The EFCC, in particular, should be careful to avoid “mission creep” and maintain its focus on agency resources on high-level corruption investigations and prosecutions. This should include relinquishing secondary mandates—particularly investigating and prosecuting cybercrime cases — by transferring all but a few of the most complex cases to the police.

The international community — particularly the United States, UK, and EU — need to reinvigorate their financial and technical assistance to Nigeria’s anti-corruption agencies and its judiciary, elevating it back to levels seen in the early 2000s. Perhaps more importantly, however, these countries need to take a tough look at how their own policies — and policy failures — that make Nigerian anti-corruption efforts more difficult.

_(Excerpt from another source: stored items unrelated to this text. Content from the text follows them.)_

PR #19932, opened 2021-03-14
dev-java/asm: EAPI 7 (Slots 3+4) 

vaukai:


kma06 (approved):

dev-java/asm/asm-5.1.ebuild
```diff
@@ -1,23 +1,26 @@
...
 LICENSE="BSD"
 SLOT="4"
-IUSE=""
 KEYWORDS="~amd64 ~arm ~arm64 ~ppc64 ~x86 ~x64-macos"
 
-DEPEND=">=virtual/jdk-1.6"
-RDEPEND=">=virtual/jre-1.6"
+CDEPEND=""
+DEPEND=">=virtual/jdk-1.8:*"
+RDEPEND=">=virtual/jre-1.8:*"
```
fordfrog, line 21: idk if i noticed that before on other contributions, but generally, this should be done in revbump because it changes the bytecode of the jar files. if we do it without revbump, the package won't get rebuilt which might cause issues in future, because future jdks might not support 1.6 bytecode and hence the jar might not be loadable by the jdk and package rebuild would be the only fix, which would not be obvious though.

vaukai: Revbump done.  Thanks for clear explanation.

kma06: I don't think the eapi bump should be a new revision because it doesn't break the package.

vaukai: Done anyway. Problems with revbump?

fordfrog:
@vaukai both pushed, thanks!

For example, Western policymakers need to ask why politically-exposed Nigerians suspected of corrupt practices enjoy near-total freedom to spend their unexplained wealth on high-end property, private schools, and luxury goods in the United States, UK, and Europe.

With this research and set of recommendations in hand, the University of Edinburgh-led research team is confident that they can positively influence narratives surrounding anti-corruption law enforcement in Nigeria. By looking at evidence of what is actually happening — rather than relying on apocryphal accounts or worn-out stereotypes — policymakers, practitioners, civil society and international partners can work together more effectively to support effective anti-corruption law enforcement practice in Nigeria.